Collected data:
━━━━━━━━━━━━━━━━━━━━━━━━━━━━━━

PR #673, opened 2015-03-16
Android: Custom ActionBar Styling (and Bugfixes)

dosiecki:
Replaced the system ActionBar UI with one of our own so we can control the size of the icon in it.  Also added styling for the remaining reading types.

Also inclues a few little bugfixes found over the last week.

Mucking with the ActionBar can be tricky, so I would want to test this out on most of the Android versions we support, 11-22.  I've tested on 19 and 21 and will get 22 tonight.

### DIFF
--- a/clients/android/NewsBlur/res/layout/actionbar_custom_icon.xml
+++ b/clients/android/NewsBlur/res/layout/actionbar_custom_icon.xml
@@ -5,8 +5,8 @@
 
     <ImageView
         android:id="@+id/actionbar_icon"
-        android:layout_width="25dp"
-        android:layout_height="25dp"
+        android:layout_width="24dp"
+        android:layout_height="24dp"
         android:layout_alignParentLeft="true"
         android:layout_centerVertical="true"
         android:layout_marginLeft="10dp"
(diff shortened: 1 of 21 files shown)


dosiecki:
Have also tested on 16, 17, and 18.  I would really like to test on 11-13 if we are going to continue to support the half dozen or so users on those versions, but my old 3.x device kicked the bucket last year.

samuelclay:
Did we lose the back arrow on the feed detail view?

dosiecki:
Yep, the home-as-up affordance was part of the default ActionBar.  I kept the old behaviour by implementing home-as-back on the custom icon, even though it isn't technically a home icon any more.  The latest Android design guidelines eliminate the use of custom icons there and just replace them all with an arrow, but obviously, the whole point of these changes is to have a custom icon.

manderson23:
I noticed that the folder icon on the action bar is different from the folder icon used on the main view (main view doesn't have the RSS icon within the folder). Is that intentional?

dosiecki:
Folder icons change depending on whether they are open or closed.  I just picked one of the two, since there is no such context in the latter activities.

manderson23:
Ah OK. Don't think I've ever noticed that!

PR #679, opened 2015-03-31
Android: Folder Hierarchies and Bugfixes

dosiecki:
Big rework of folders to finally make the app understand that they have a tree-like structure.  Lots of associated cleanup as a result.  Primarily allowed us to fix the way stories show in nested folders, but also enabled a few other little tweaks.

Also includes a few other bugfixes and speed improvements.


dosiecki:
This now also has a prospective fix for https://getsatisfaction.com/newsblur/topics/android-feeds-wont-update-when-first-opened

samuelclay:
Sorry for sitting on this for a week now. I've been distracted with a non-newsblur gig that last a week and now a non-newsblur project that has been taking most of my time. Releasing as beta momentarily.

samuelclay:
Bumping version code to 90 and then got this screen on load, after "On its way" finished:

screenshot_2015-04-06-14-26-14

Taping a folder collapse button crashed the app, but the log wasn't recording for some reason. And now I can't get out of this state.

dosiecki:
Did the version name also get bumped, or just the version code?

dosiecki:
Oh, wait, think I found it.  Handling for the social folder needs a tweak.

PR #680, opened 2015-04-01
Android: Okhttp

manderson23:
I've been using this without any issues for the past week.

I think there is scope for cleaning up the interaction between APIManager and APIResponse but that could be better handled as a task to look at using the support in Okhttp for parsing a response directly with GSON.


dosiecki:
> I think there is scope for cleaning up the interaction between APIManager and APIResponse 

I have intentionally been putting that off until we decide on whether to switch to an alternative DB solution.  Many of them have integration with JSON parsers that might be of benefit.  (for instance, I think there is a recipe out there for direct GSON->Realm streaming)

clients/android/NewsBlur/src/com/newsblur/util/ImageCache.java
```diff
@@ -52,21 +51,7 @@ public void cacheImage(String url) {
...
-                    // redir will only be set if the original load encountered an un-followable
-                    // redirect. Try once and only once to follow it manually.
-                    u = new URL(u, result.redirUrl);
-                    result = NetworkUtils.loadURL(u, outStream);
-                }
-                size = result.bytesRead;
-            } finally {
-                outStream.close();
-            }
+            long size = NetworkUtils.loadURL(new URL(url), f);
```
dosiecki: Were you able to confirm that okhttp correctly handles redirects both from http->https and https->http?

manderson23: I didn't see any missing images in my testing.

One thing I noticed was that downloading images is really slow (I don't normally have it turned on). Both the old code and the new code. Maybe it is slow storage on my N4?

dosiecki:
> downloading images is really slow (I don't normally have it turned on). Both the old code and the new code. Maybe it is slow storage on my N4?

Since it relies upon both network and IO, yeah, it can be pretty slow in many circumstances.  Plus, it is done at the absolute-lowest priority possible so it doesn't degrade UI-blocking IO operations and cause lag.  Also really depends on the image servers being hit.  Some like to throttle repeated calls, others are smooth sailing.

(weirdly, it is much faster on my N4 than my N7. go figure)

samuelclay:
I just deployed v4.2.3. Is this coming up next?

dosiecki:
Just got this, and it appears to break proguarded builds - did you have to tweak any local environment settings to get it going?

samuelclay:
I did, I had to add the libs. But that was it.

manderson23:
@dosiecki I see that Okhttp 2.4 is out. Do you want a PR to move to that version?

dosiecki:
I generally push out updated dependencies only after a good few weeks' testing on my own devices, unless they fix a critical bug we're actively addressing.  Especially with something like the HTTP lib, I would want to have used it in a variety of (awful) network conditions before sending it out to Beta.

manderson23:
OK. Just wondered since we were moving to it for the next release whether we might as well move the latest. I'll leave it for now.

PR #681, opened 2015-04-06
Android: Fix crash in #679.

dosiecki:
Good catch. Ready for more testing.


samuelclay:
I've gone home for the day with a headache but I'll get this launched tomorrow.

samuelclay:
Deployed as v4.2.3b4.

dosiecki:
Three days and a little over 300 installs in beta and no crashes reported.

If you and @manderson23 have tested to satisfaction, I'd suggest we consider pushing this up to Prod, as it has the one nasty bugfix in it.

samuelclay:
I'm going to wait until Monday to do so, but will then. I'm on vacation in a week, but that should give us 5 days to catch anything should something arise.

manderson23:
Everything fine for me.

PR #683, opened 2015-04-17
Fix :username typo in api.yml

samford:
I was looking through the API and I noticed that `/social/statistics/:user_id/:name` seems to stand out in regard to the similar endpoints around it.  The other endpoints follow a `/social/something/:user_id/:username` format and they all have a Tip that says "The `username` url parameter is optional. It's just recommended if you have it."

This led me to believe that maybe the `:name` url parameter was maybe just a typo, so here's a pull request that fixes it in case I'm correct in my thinking.

### DIFF
--- a/templates/static/api.yml
+++ b/templates/static/api.yml
@@ -919,7 +919,7 @@
         - >
           The <code>username</code> url parameter is optional. It's just recommended 
           if you have it.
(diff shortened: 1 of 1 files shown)


samuelclay:
Nice catch!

━━━━━━━━━━━━━━━━━━━━━━━━━━━━━━

* WHAT NEEDS TO BE DONE: Task for the records above: copy every line in which the word "finally" occurs.

* FINISHED EXERCISE:
Big rework of folders to finally make the app understand that they have a tree-like structure.  Lots of associated cleanup as a result.  Primarily allowed us to fix the way stories show in nested folders, but also enabled a few other little tweaks.
-            } finally {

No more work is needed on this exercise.